Discussion and conclusions

This paper is the first report of chronic HEV infection treated with PEG-IFN in a KTR. The most remarkable result was that the patient was cured of HEV without kidney rejection. The patient underwent careful surveillance. Tolerance was good compared with RBV alone. PEG-IFN was administered for approximately 10 months, and it was not associated with any sign of graft rejection during the course of treatment or after 16 months. Late rejection has been described, especially in longer lengths of therapy in chronic HCV, and an extended close monitoring was required [16]. We also administered PEG-IFN in 2 HEV-infected heart transplants without any graft rejection (unpublished personal data), but treatment was unsuccessful.

Therapeutic alternatives in cases of intolerance or immunomodulation and RBV failure in SOTs remain unknown. Our patient was already treated according to standard recommendations: immunosuppression was lowered as much as possible, and the doses and duration of RBV were optimized most of the time, with adjunctive administration of EPO and blood transfusion when necessary. The results of the use of sofosbuvir alone or in combination with daclatasvir failed to demonstrate efficiency in vivo [9]. The use of sofosbuvir in association with RBV was not conclusive. In the single case of an SVR using sofosbuvir plus RBV in a KTR, RBV was doubled from 600 mg/d to 1200 mg/d during the combined therapy, so the RBV alone may be responsible for SVR [10].

Rapid progression towards cirrhosis is frequent in immunosuppressed patients, especially in kidney and heart transplant recipients [19, 20]. PEG-IFN was used as an alternative to RBV monotherapy in liver transplant recipients. However, it was successfully prescribed in only 5 patients [3]. In contrast, because of its immunomodulatory effect, PEG-IFN was associated with a high risk of humoral and cellular rejection and renal failure in the context of HCV in kidney and liver transplant recipients, and it is contraindicated for SOT recipients other than the liver [3, 4]. Here, PEG-IFN successfully cured chronic HEV. RT-PCR was undetectable in plasma and faeces after 6 weeks. PEG-INF for chronic HEV in LTR was administered for 3 to 12 months in a previous study, and the dose varied from 135 to 180 μg/week [3]. We empirically prolonged treatment 12 weeks after virological clearance for a total of 6 months.

PEG-IFN treatment was successful despite the occurrence of 3 HEV polymerase variants, including the G1634R variant, after RBV treatment. RBV applies mutagenic pressure, which may result in an increment in quasispecies diversity or viral excretion in non-responding patients.
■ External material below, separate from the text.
PR #826, opened 2025-07-14
Platform/ARM/VExpressPkg: change PcdMmBufferBase and SystemMemorySize

LeviYeoReum:
As TF-A is changed to reserved the "Normal shared area with Secure" in ARM_AP_TZC_DRAM1_BASE - 1MB  as much as 1MB, SystemMemory should be reduced 1MB and the PcdMmBufferBase is changed to be located in the area [0]. So change PcdMmBufferBase and SystemMemorySize.

Link: https://review.trustedfirmware.org/c/TF-A/trusted-firmware-a/+/40336 [0]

The variants selected by RBV are characterized by mutations or single nucleotide variations (SNV). In a study of 63 SOT patients with chronic hepatitis E (genotype 3), the authors found that although its proportion was increased in patients whose RBV treatment failed, the presence of the SNV G1634R did not compromise the response to a second RBV treatment [7]. Another study highlighted the emergence of SNV G1634R during RBV treatment and subsequent treatment failure, and suggested that this mutation contributed to resistance [6].

In conclusion, in cases of RBV first line treatment failure (associated with a decrease of immunosuppression), prolonged treatment with PEG-IFN in kidney transplant recipients infected by HEV may be safe without acute or delayed graft rejection.